NOTES.md

My Approach

We always use nested loops for printing the patterns.

1. For the outer loop, we count the number of lines/rows and loop for them.
2. Next, for the inner loop, we focus on the number of columns and somehow connect them to the rows by forming a logic such that for each row we get the required number of columns to be printed.
3. We print the character inside the inner loop.
4. Observe symmetry in the pattern or check if a pattern is a combination of two or more similar patterns.

Time Complexity

To analyze the time complexity of this program, let's break it down step by step:

1. Outer Loop (i): The outer loop runs N times, where N is the input parameter.
2. Inner Loop (j): This loop runs from the ASCII value of 'A' to the ASCII value of 'A' + N - i. In the worst case, when i is at its minimum value of 1, the inner loop will iterate from 'A' to 'A' + N - 1.

Let's calculate the total number of iterations of the inner loop across all iterations of the outer loop:

• In the first iteration of the outer loop, the inner loop runs for N iterations.
• In the second iteration of the outer loop, the inner loop runs for N - 1 iterations. And so on, until the last iteration of the outer loop where the inner loop runs for 1 iteration.

The sum of iterations is:

N + (N - 1) + (N - 2) + ... + 1

This sum is known as the sum of the first N natural numbers, which can be represented as $N*(N+1)/2$.

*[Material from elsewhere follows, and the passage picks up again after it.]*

PR #2339, opened 2024-02-29
Cdpt 1037 record date info received and valid date creation

lucas-shaw:
## Description
When a user confirms that all the required information has been received, they click the "create valid case" link on the case details page. They are navigated to the "accepted_date_received" page to input the date they received the new information. Once submitted, the case state changes from "rejected" to "data to be requested" and the date received is updated.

Therefore, the overall time complexity of the program is $O(N*(N+1)/2)$, which simplifies to $O(N^2)$ in big O notation.

where N is the number of rows/lines (horizontally).

Space Complexity

• The additional space used by the code is mainly for temporary variables and the input values.
• The memory used by the nested loops is constant and does not depend on the input size N.
• So, the space complexity of the code is $O(1)$, constant space complexity.